++++ Provided entries

PR #4278, opened 2026-07-20
[ignore] add no reg migration test

### LINKED ISSUE #4272: Migration API fails with Cue schema validation error when panels contain targets
### Summary
The Perses migration API (`POST /api/migrate`) fails with a Cue schema validation error when processing Grafana dashboards that have panels containing `targets` field. The error occurs during the marshaling phase of the migrated dashboard.

### Environment
- **Perses Version**: 0.54.0-rc.0
- **API Endpoint**: `POST /api/migrate`
- **HTTP Response**: 200 OK with `{"message": "internal server error"}`
- **Server Log**: `time="..." level=error msg="unexpected error not handled" error="cue: marshal error: spec: error in call to len: incomplete argument list (type list)"`

### Steps to Reproduce

1. Create a Perses instance (version 0.54.0-rc.0)
2. Authenticate and obtain a bearer token
3. Send a migration request with a Grafana dashboard containing panels with targets:

```json
{
  "grafanaDashboard": {
    "title": "Test Dashboard",
    "panels": [
      {
        "id": 1,
        "title": "Panel 1",
        "type": "timeseries",
        "targets": [
          {
            "expr": "rate(metric[5m])"
          }
        ]
      }
    ]
  }
}
```

### Actual Behavior
The API returns HTTP 200 with an error message:
```json
{
  "message": "internal server error"
}
```

### Workaround
The migration API works successfully when:
- Panels do NOT contain `targets` field
- Only templating variables are included without panels containing targets

### Additional Context
- **Panels without targets**: ✅ 
- **Panels with targets**: ❌ 
- **Templating variables only**: ✅ 
- **Combined (templating + panels with targets)**: ❌

The error originates from Cue's marshal validation function, suggesting a schema definition issue rather than request data validation.

### Expected Behavior
The migration API should successfully migrate the Grafana dashboard and return a valid Perses Dashboard resource with:
- `kind`: "Dashboard"
- `metadata`: with name, createdAt, updatedAt, version
- `spec`: with migrated dashboard configuration including panels

### System information

Linux 6.8.0-124-generic x86_64

### Perses version

0.54.0-rc.0

### Perses configuration file

```yaml

```

### Logs

```text
unexpected error not handled: cue: marshal error: spec: error in call to len: incomplete argument list (type list)
```

Nexucis:
This PR is adding a no regression test on the migration using a real plugin (timeseriesChart).
As you can see the test is failing and it will be the case until we rollback the cuelang version to v0.16 (v0.17 currently)

It also includes the fix. So this PR can close #4272 

This PR needs to merged not squashed to preserve the two commits


celian-garcia (commented):
While very efficient, I find it a bit not future proof. We have already the plugins archive. Why not make a e2e test for migrate with a timeseries chart. ?

Nexucis:
> While very efficient, I find it a bit not future proof. We have already the plugins archive. Why not make a e2e test for migrate with a timeseries chart. ?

++++++++

__Aim of the exercise__. Set down exactly the lines of the material above from the one with "This PR needs" through the end. Include both ends and nothing else.

__Response below__.
This PR needs to merged not squashed to preserve the two commits


celian-garcia (commented):
While very efficient, I find it a bit not future proof. We have already the plugins archive. Why not make a e2e test for migrate with a timeseries chart. ?

Nexucis:
> While very efficient, I find it a bit not future proof. We have already the plugins archive. Why not make a e2e test for migrate with a timeseries chart. ?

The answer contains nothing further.